Luckily, just it time, I heard Fabien speaking about their new DX plugin, which solves extracting and loading data. Exactly what I needed, because I don’t have Talend/Pentaho/JitterBit and doing export/import with Data Loader is a bit of pain, even when you use External Keys.
Plugin installation was super easy (sfdx plugins:install texei-sfdx-plugin), putting together the data plan as well (sfdx texei:data:plan:generate –objects Account,Contact,MyCustomObject__c –outputdir ./data). For each object I just wrote the WHERE formula to select the right one (we created extra checkbox on some objects to mark the records we want to move and we moved all the related to them as well), I started to exclude fields we don’t have in the target instance, but found out it is easier to create a new profile and remove access to them from my user. Being able to setup the mapping in the plugin would be awesome but at the same time extra complication.

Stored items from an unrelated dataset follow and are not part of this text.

PR #221, opened 2023-04-25
Implement 'lookup count' tracking for `Inode`

dannycjones:
Early draft of tracking `lookup_count`, so that we know when we can drop from the superblock.

---

### DIFF
--- a/mountpoint-s3/src/fs.rs
+++ b/mountpoint-s3/src/fs.rs
@@ -305,7 +305,6 @@ where
 
         let full_key = lookup.inode.full_key().to_owned();
 
-        lookup.inode.inc_lookup_count();
         let fh = self.next_handle();
         let handle = FileHandle {
             inode: lookup.inode,
--- a/mountpoint-s3/src/fs.rs
+++ b/mountpoint-s3/src/fs.rs
@@ -240,6 +240,8 @@ where
         let lookup = self.superblock.lookup(&self.client, parent, name).await?;
         let attr = self.make_attr(&lookup);
 
+        lookup.inode.inc_lookup_count();
+
         Ok(Entry {
             ttl: self.config.stat_ttl,
             attr,
@@ -257,6 +259,11 @@ where
             ttl: self.config.stat_ttl,
             attr,
         })
+    }
+
+    pub async fn forget(&self, ino: InodeNo, n: u64) {
+        trace!("fs:forget with ino {:?} n {:?}", ino, n);
+        self.superblock.forget(ino, n).await;
     }
 
     pub async fn open(&self, ino: InodeNo, flags: i32) -> Result<Opened, libc::c_int> {
@@ -298,6 +305,7 @@ where
 
         let full_key = lookup.inode.full_key().to_owned();
 
+        lookup.inode.inc_lookup_count();
         let fh = self.next_handle();
         let handle = FileHandle {
             inode: lookup.inode,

sfdx texei:data:export –dataplan ./data/dataplan.json –outputdir ./data and a few minutes of computer time later I had the whole export done including all the relations, sfdx texei:data:import –inputdir ./data and they were in the target instance. Nice, very nice.
Files
From the beginning I had a feeling that file migration will be pain. The data structure for them is pretty complex (ContentVersion, ContentDocumentLink, ContentDocument) plus as I found out in the Doug’s article:
As an admin with “Modify All Data” you can export any classic Note record simply using Data Loader. However, with ContentNote and ContentVersion you can only export the records that are explicitly shared with you or that you own.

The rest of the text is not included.